You can repeat this process for any number of special application requirements, empowering you to manage the specifics of a wide array of application types all within a single hiring resource.

Distinguish sourced vs. applied candidates

Sometimes, you may want to distinguish groups of candidates whom you've sourced—for example, from a college job fair—from candidates who've applied for the job directly. Maybe you want to give all candidates from a certain source an especially close look before funneling them into your overall hiring pipeline.

If you handle these sourced groups outside of your main hiring system—by examining their hard-copy applications by hand, for example—you run the risk of losing track of their information when you move them into that main system afterwards.
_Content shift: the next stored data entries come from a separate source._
PR #574, opened 2023-04-05
fix: replace missing return value from swap callback

just-toby:
the callback we pass to `onSubmit` requires the transaction info be returned if successful. this was removed in #553 , probably because it seemed unnecessary? cc @zzmp 

this re-adds the missing return statement with a comment indicating it's required

### test plan

verified that the StatusDialog appears properly now when you submit a transaction


zzmp (approved):
Seems like a mistake that it was removed.
Should there be a test confirming that it is returned?

just-toby:
@zzmp i'll create a ticket for writing a test for this and it can get prioritized against interface work

talonZack:
Thank ya'll was struggling with the transaction submission and success callback

PR #815, opened 2022-04-26
[CS-3767]: Check if valid auth exists to display correct UI 

danibonilha:
### Description
This PR checks if a valid token exists in order to show or not the authentication icon on request card, there's not much evidence to add for this case, as most of the time it will be a valid section.


oidoug (approved):
LGTM!

PR #817, opened 2022-04-27
[CS-3766] Update copy and add terms acceptance to Request PrepaidCard Screen.

oidoug:
### Description

- Adds new copy and terms acceptance checkbox to Request PrepaidCard Screen.
- Adds a new validation step to form for terms.
- Updates Checkbox component for new use cases and refactored current ones.

- [x] Completes #(CS-3766)

### Checklist

### Screenshots

https://user-images.githubusercontent.com/129619/165525579-e5bf77f7-3cbd-4f00-886b-f823111435f1.mp4

https://user-images.githubusercontent.com/129619/165525612-b5726190-3e35-4a0b-885f-e10c34e6589f.mp4

### DIFF
--- a/cardstack/src/components/Checkbox/Checkbox.tsx
+++ b/cardstack/src/components/Checkbox/Checkbox.tsx
@@ -1,11 +1,11 @@
 import React, { useCallback, useState, useEffect, ReactNode } from 'react';
 
-import { Touchable, Container, ContainerProps, Text, Icon } from '../.';
+import { Touchable, Container, Text, Icon } from '../.';
 import { IconProps } from '../Icon';
 
 type CheckboxPositionType = 'left' | 'right';
 
-interface CheckboxProps extends ContainerProps {
+interface CheckboxProps {
   onPress?: () => void;
   label?: string;
   isDisabled?: boolean;
@@ -22,7 +22,6 @@ export const Checkbox = ({
   isSelected = false,
   checkboxPosition = 'right',
   children,
-  ...rest
 }: CheckboxProps) => {
   const [selected, setSelected] = useState(isSelected);
   const [disabled] = useState(isDisabled);
@@ -47,7 +46,6 @@ export const Checkbox = ({
       alignItems="center"
       onPress={handleCall}
       disabled={disabled}
-      {...rest}
     >
       <Container
         alignItems="center"
--- a/cardstack/src/components/Checkbox/Checkbox.tsx
+++ b/cardstack/src/components/Checkbox/Checkbox.tsx
@@ -1,14 +1,18 @@
-import React, { useCallback, useState, useEffect } from 'react';
+import React, { useCallback, useState, useEffect, ReactNode } from 'react';
 
-import { Touchable, Container, Text, Icon } from '../.';
+import { Touchable, Container, ContainerProps, Text, Icon } from '../.';
 import { IconProps } from '../Icon';
 
-interface CheckboxProps {
+type CheckboxPositionType = 'left' | 'right';
+
+interface CheckboxProps extends ContainerProps {
   onPress?: () => void;
   label?: string;
   isDisabled?: boolean;
   iconProps?: IconProps;
   isSelected?: boolean;
+  checkboxPosition?: CheckboxPositionType;
+  children?: ReactNode;
 }
 
 export const Checkbox = ({
@@ -16,6 +20,9 @@ export const Checkbox = ({
   onPress,
   isDisabled,
   isSelected = false,
+  checkboxPosition = 'right',
+  children,
+  ...rest
 }: CheckboxProps) => {
   const [selected, setSelected] = useState(isSelected);
   const [disabled] = useState(isDisabled);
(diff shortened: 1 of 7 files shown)


cardstack/src/screens/RequestPrepaidCardScreen/strings.ts
```diff
@@ -2,11 +2,18 @@ export const strings = {
...
+    title: 'GDPR & Marketing Permissions',
     message:
-      'By clicking the “Submit” button, you are submitting your Card Wallet address and email address. You agree to receive a verification email and Cardstack newsletter opt-in request.\n\nFor more details visit',
-    link: 'https://support.cardstack.com/card-drop',
+      'Please let us know if you would like to receive our email newsletter with updates about the Cardstack Project.\n\nYou can unsubscribe at any time by clicking the link in the footer of our emails or by contacting us at contact@cardstack.com. For information about our privacy practices, please visit our website.',
+    messageNote:
+      'We use Mailchimp as our marketing platform. By clicking below to subscribe, you acknowledge that your information will be transferred to Mailchimp for processing.',
+    link: {
+      text: "Learn more about Mailchimp's privacy practices here.",
+      url: 'https://support.cardstack.com/card-drop',
```
danibonilha: Shouldn't this reference  `https://mailchimp.com/legal/terms/` ?

cardstack/src/components/Checkbox/Checkbox.tsx
```diff
@@ -32,33 +39,37 @@ export const Checkbox = ({
...
-            )}
-          </Container>
-        </Touchable>
+    <Touchable
+      flexDirection={flexDirection}
+      alignItems="center"
+      onPress={handleCall}
+      disabled={disabled}
+      {...rest}
+    >
```
danibonilha, line 51: I have mixed feelings about passing containerProps forward, as it give less predictability about the component behavior, but I do understand that sometimes it's necessary, for this case though it doesn't seem to be used, since it's receiving the flexDirection.

cardstack/src/components/Checkbox/Checkbox.tsx
```diff
@@ -32,33 +39,37 @@ export const Checkbox = ({
...
-            {selected && (
-              <Icon
-                color={disabled ? 'settingsGrayDark' : 'black'}
-                iconSize="small"
-                name="check"
-              />
-            )}
-          </Container>
-        </Touchable>
+    <Touchable
```
danibonilha, line 46: I'm not sure if the whole line should be wrapped in a `Touchable`, I mean, maybe we should use a `Pressable` so it won't have the opacity animation on the label.

cardstack/src/components/Checkbox/Checkbox.tsx
```diff
@@ -32,33 +39,37 @@ export const Checkbox = ({
...
+    >
+      <Container
+        alignItems="center"
+        backgroundColor={disabled ? 'underlineGray' : 'buttonPrimaryBackground'}
+        borderColor={disabled ? 'transparent' : 'black'}
+        borderRadius={5}
+        borderWidth={1}
+        height={22}
+        justifyContent="center"
+        width={22}
```
danibonilha: nit: we could extract width/height, to a size const

ios/Rainbow.xcodeproj/project.pbxproj
```diff
@@ -792,11 +792,11 @@
 				ASSETCATALOG_COMPILER_OPTIMIZATION = "";
 				CLANG_ENABLE_MODULES = YES;
 				CODE_SIGN_ENTITLEMENTS = Rainbow/RainbowRelease.entitlements;
-				CODE_SIGN_IDENTITY = "iPhone Distribution";
-				CODE_SIGN_STYLE = Manual;
+				CODE_SIGN_IDENTITY = "Apple Development";
+				CODE_SIGN_STYLE = Automatic;
```
danibonilha: we should drop this change

cardstack/src/theme/textVariants.ts
```diff
@@ -57,4 +57,12 @@ export const textVariants = {
...
     ...fontFamilyVariants.regular,
   },
+  bannerSmallNote: {
+    fontSize: 10,
+    color: 'secondaryText',
+  },
+  checkboxLabel: {
+    fontSize: 13,
+    ...fontFamilyVariants.regular,
+  },
```
danibonilha: I think it's ok to add this right now, we can circle back on this discussion, but I'm not sure about creating textVariants for single component use, maybe we can start mapping which are the most common sizing and spacings and create a pattern, so we can use 4, 5 variants with most of the component, wdyt ?

cardstack/src/components/Checkbox/Checkbox.tsx
oidoug: I think it's nice to have the label be interactable, makes it easier to toggle the checkbox, so it makes sense to have the opacity animation, but I'm fine without it too, lmk.

cardstack/src/components/Checkbox/Checkbox.tsx
oidoug: Yes, you're right, but it also gives the component a bit more flexibility. I'll remove this one case.

cardstack/src/screens/RequestPrepaidCardScreen/strings.ts
oidoug: Ah right, thanks.

cardstack/src/theme/textVariants.ts
oidoug: IMO, ideally, we would only have a dozen variants for everything, and then these `textVariants` would make sense, but since that's not the case, I agree that it's only adding noise now.

One thing that `textVariants` does better is setting font weights, because setting the weight prop on Text does not use the correct font families, just apply line weight to "regular". But anyway, we may rather fix the weight instead.

danibonilha (approved):
LGTM

PR #818, opened 2022-04-27
[CS-3027]: Fix assets not loading on fresh start and other issues

danibonilha:
### Description
This PR fixes some issues related to importing, deleting and loading a new account 

- Fixes keyboard delayed dismissal while importing an account from fresh state, by handling the dismissOverlay differently for this case
- Resets the navigation state after deleting all the wallets
- Improves the delete wallet code by iterating only once to found accounts,  and using spread to handle the proprieties instead of the delete operator 
- Removes 'visible' property of account, as it seems this was used only for "deleting" the accounts, so instead of deleting  they were hidden, now we truly delete the accounts 
- Fixes the Create account modal padding, as it was covering the status bar 
- Fixes missing deleting keys 
- Fixes assets not loading on fresh start, (the address was not being while creating the wallet, so the first time it ran though initializeWallet, the address was empty, and the wallet was not properly initialized)

I validate most of the scenarios on iOS, like deleting multiple accounts, multiple wallets, initial state, so I do recommend testing ,  especially on Android as I did just small tests.

### Screenshots

Fresh assets import loading and keyboard handling:
Simulator Screen Recording - iPhone SE (3rd generation) - 2022-04-27 at 19 08 19

Create account modal, proper positioning:
image

### DIFF
--- a/src/model/wallet.ts
+++ b/src/model/wallet.ts
@@ -730,6 +730,9 @@ export const createOrImportWallet = async ({
     await saveAllWallets(allWallets);
     logger.sentry('[createWallet] - saveAllWallets');
 
+    await saveAddress(walletAddress);
+    logger.sentry('[createWallet] - saveAddress');
+
     if (walletResult && walletAddress) {
       // bip39 are derived from mnemioc
       const createdWallet =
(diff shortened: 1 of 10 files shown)


src/model/wallet.ts
```diff
@@ -526,7 +525,7 @@ const addAccountsWithTxHistory = async (
     let label = '';
 
     if (discoveredAccount && discoveredWalletId) {
-      if (discoveredAccount.visible) {
+      if (discoveredAccount) {
```
oidoug, line 528: nit: This if is redundant.

oidoug (approved):
One minor nit, otherwise LGTM.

Instead, make your single hiring base flexible enough to zoom in on particular groups of candidates before moving them to the rest of the pipeline.

You can do this by creating a view of your applicants that filters out all applicants except those from a particular source, like a college job fair.

This Source-Specific view lets you examine all applicants who applied through their college under a more granular lens before moving them to your broader pipeline.

This allows you to vet candidates in smaller groups while still advancing them along a single pipeline, avoiding the risk of losing data or evaluations when transferring candidates from one evaluation pipeline to the next.

A single, flexible hiring system is better than many invariable systems

When you start bringing in a wide range of application types for a wide range of jobs, you might be tempted to make a bunch of siloed resources to manage every single combination of applicant category and open position. But this will overwhelm you quickly: every new silo you add gives you more managerial work to do and more ways to lose track of a particular applicant.

With a single, flexible hiring base, you can always return to a single place to see every single candidate interested in your company, and you can guide them through the application process in an efficient and high-fidelity way. The result is a process that gets your roles filled faster and empowers you to treat each applicant according to their specific, personal needs.